A comprovação deve ser feita mediante laudo pericial emitido por serviço médico oficial da União, dos Estados, do Distrito Federal ou dos Municípios.
(Lei nº 7.713, de 1988, arts. 6º, XIV e XXI, e 12; Lei nº 8.541, de 1992, art. 47; Lei nº 9.250, de 1995, art. 30; RIR/1999, art. 39, XXXI, XXXIII e § 6º; IN SRF nº 15, de 2001, art. 5º, §§ 2º e 3º; ADN Cosit nº 19, de 2000).
É isenta do imposto de renda a complementação de aposentadoria, reforma ou pensão, recebida de entidade de previdência privada, Fundo de Aposentadoria Programada Individual (Fapi) ou Programa Gerador de Benefício Livre (PGBL), exceto a pensão decorrente de doença profissional, observado o disposto na pergunta 258.
(Lei nº 7.713, de 1988, art. 6º, XXI; Lei nº 8.541, de 1992, art. 47; RIR/1999, art. 39, § 6º; IN SRF nº 15, de 2001, art. 5º, § 4º).
Por fim, os valores recebidos a título de pensão, em cumprimento de acordo ou decisão judicial, inclusive a prestação de alimentos provisionais, estão contemplados pela isenção de portadores de moléstia grave.
(RIR/1999, art. XXXI, 39; ADN Cosit nº 35, de 1995)

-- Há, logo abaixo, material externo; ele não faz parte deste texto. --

PR #142, opened 2026-04-27
feat: Add `api fetch` command for making HTTP requests

zfralish:
## Summary
- Adds new `ana api fetch` command for making HTTP requests to the configured API base URL
- Supports multiple HTTP methods (GET, POST, PUT, PATCH, DELETE)
- Includes options for query params (`-q`), raw body (`-d`), and JSON body (`-j`)
- Adds HTTP client to `CommandContext` for shared use across commands

## Test plan
- [ ] Run `ana api fetch /api/iam/whoami` - should make GET request
- [ ] Run `ana api fetch /api/test --method POST -j '{"foo":"bar"}'` - should POST with JSON body
- [ ] Run `ana api fetch /api/test -q key=value,other=123` - should include query params
- [ ] Verify `--data` and `--json` flags conflict with each other

### DIFF
--- a/src/cli.rs
+++ b/src/cli.rs
@@ -10,9 +10,9 @@ use crate::auth;
 use crate::config::{self, Config};
 use crate::context::CommandContext;
 use crate::feature;
-use crate::fetch::api_fetch;
 #[cfg(feature = "feedback")]
 use crate::feedback::{self, FeedbackType};
+use crate::fetch::api_fetch;
 use crate::help;
 use crate::tools;
 use crate::update;
@@ -780,5 +780,4 @@ mod tests {
             missing
         );
     }
-
 }
--- a/src/cli.rs
+++ b/src/cli.rs
@@ -509,9 +509,9 @@ async fn api_fetch(
         request = request.body(body.to_string());
     }
     if let Some(body) = json {
-        request = request
-            .header("Content-Type", "application/json")
-            .body(body.to_string());
+        let parsed: serde_json::Value = serde_json::from_str(body)
+            .map_err(|e| format!("Invalid JSON: {}", e))?;
+        request = request.json(&parsed);
     }
     let response = request.send().await?;
     let status = response.status();
--- a/src/cli.rs
+++ b/src/cli.rs
@@ -123,6 +123,13 @@ pub enum Action {
         force: bool,
     },
     ToolList,
+    ApiFetch {
+        method: String,
+        url: String,
+        query_args: Option<String>,
+        data: Option<String>,
+        json: Option<String>,
+    },
 }
 
 impl Action {
@@ -147,6 +154,7 @@ impl Action {
             Action::ToolInstall { .. } => "tool.install",
             Action::ToolUninstall { .. } => "tool.uninstall",
             Action::ToolList => "tool.list",
+            Action::ApiFetch { .. } => "api.fetch",
         }
     }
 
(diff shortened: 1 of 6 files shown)


src/cli.rs
```diff
@@ -398,6 +439,46 @@ fn get_subcommand(name: &str) -> clap::Command {
...
+        request = request.query(&pairs);
+    }
+    if let Some(body) = data {
+        request = request.body(body.to_string());
+    }
+    if let Some(body) = json {
+        request = request
+            .header("Content-Type", "application/json")
+            .body(body.to_string());
+    }
```
mattkram: I'm wondering if we should do any client-side parsing here first and use the .json method. That would allow immediate feedback on poorly constructed json strings.

src/context.rs
```diff
@@ -43,17 +46,25 @@ impl TelemetryContext {
...
     pub fn new() -> Self {
+        let config = Config::load();
+        let mut builder = reqwest::Client::builder();
+        if let Ok(Some(api_key)) = auth::get_api_key(&config) {
+            builder = builder.default_headers(bearer_header(&api_key));
+        }
+        let client = Client::new(builder, config.base_url()).expect("failed to create HTTP client");
         Self {
             telemetry: TelemetryContext::new(),
+            client,
```
mattkram: I would assume we already have a helper function to do this generally for our http client. We should try to only do it in one place.

zfralish: Done.

src/cli.rs
zfralish: Done - now parsing with serde_json::from_str and using .json() method for immediate validation feedback.

src/cli.rs
```diff
@@ -440,6 +481,46 @@ fn get_subcommand(name: &str) -> clap::Command {
...
 }
 
+async fn api_fetch(
+    ctx: &mut CommandContext,
+    method: &str,
+    url: &str,
+    query_args: Option<&str>,
+    data: Option<&str>,
+    json: Option<&str>,
+) -> Result<(), Box<dyn std::error::Error>> {
```
mattkram: It might be good to put this into its own module.

Additionally, I think we should enforce required authentication when using the `ana api fetch` command, to prevent abuse from anonymous actors.

src/cli.rs
```diff
@@ -440,6 +481,46 @@ fn get_subcommand(name: &str) -> clap::Command {
...
+    let method_upper = method.to_uppercase();
+    let mut request = match method_upper.as_str() {
+        "GET" => ctx.client.get(url),
+        "POST" => ctx.client.post(url),
+        "PUT" => ctx.client.put(url),
+        "PATCH" => ctx.client.patch(url),
+        "DELETE" => ctx.client.delete(url),
+        _ => return Err(format!("Unsupported HTTP method: {}", method).into()),
+    };
```
mattkram: It might be helpful to add some other header indicating it's a "raw" HTTP request. Not sure if we would need it, but it could be a helpful emergency filter to differentiate "a bunch of bots figured out how to use `ana api fetch`" from "real" requests.

src/cli.rs
zfralish: Done

src/cli.rs
zfralish: Done

mattkram (approved):
Awesome!

PR #153, opened 2026-04-28
feat: Add static hosting support for self-update

mattkram:
## Summary
- Adds `ANA_SELF_UPDATE_URL` env var to configure the update source
- Default: `https://anaconda.sh` (static hosting)
- Set to `github` to use GitHub Releases (requires `GITHUB_TOKEN`)
- Fetches manifest from `/releases.json` and downloads binaries from `/releases/{channel}/{version}/ana-{target}`
- No authentication required for static hosting
- Passes Cloudflare Zero Trust headers (`CF-Access-Client-Id`, `CF-Access-Client-Secret`) when available for CI access

Styling updates are deferred to a follow-up PR.

## Demonstration

image

## Test plan
- [x] `ana self update --list` works with static hosting (no token needed)
- [x] `ANA_PRERELEASES=true ana self update --list` shows dev channel
- [x] `ANA_SELF_UPDATE_URL=github` falls back to GitHub Releases
- [ ] `ana self update` successfully downloads and replaces binary


src/auth/keyring.rs
```diff
@@ -166,6 +166,7 @@ mod tests {
             metrics_console_exporter: false,
             metrics_skip_internet_check: true,
             include_prereleases: false,
+            self_update_url: Some("https://example.com".to_string()),
```
zfralish, line 169: want to keep this?

zfralish (approved):

src/auth/keyring.rs
mattkram: I think this is fine in a test module.

PR #164, opened 2026-04-30
fix: Get vault secrets in a job running on self hosted runner

anaconda-zday:


mattkram (dismissed):

mattkram (approved):
The bug is mine. I will meet and fix in my branch.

05. Em relação a seus direitos, como deve proceder judicialmente um soropositivo?


Resp.: Caso haja qualquer violação dos direitos e garantias, como, por exemplo, à dignidade humana, o soropositivo deve proceder como qualquer outro cidadão. É preciso procurar um advogado ou um serviço de assistência jurídica gratuita (caso a pessoa seja economicamente carente e não possa, comprovadamente, pagar os honorários de um advogado).



Observação :


Mas como esses direitos repercutem na vida real?

Cabe ressaltar que há diferença entre ser portador do HIV e paciente de AIDS, sendo óbvio que o segundo tem todos os direitos que o primeiro (ex. levantamento do FGTS) e alguns outros (ex. auxílio-doença e levantamento do PIS/PASEP), de acordo com seu estado de saúde.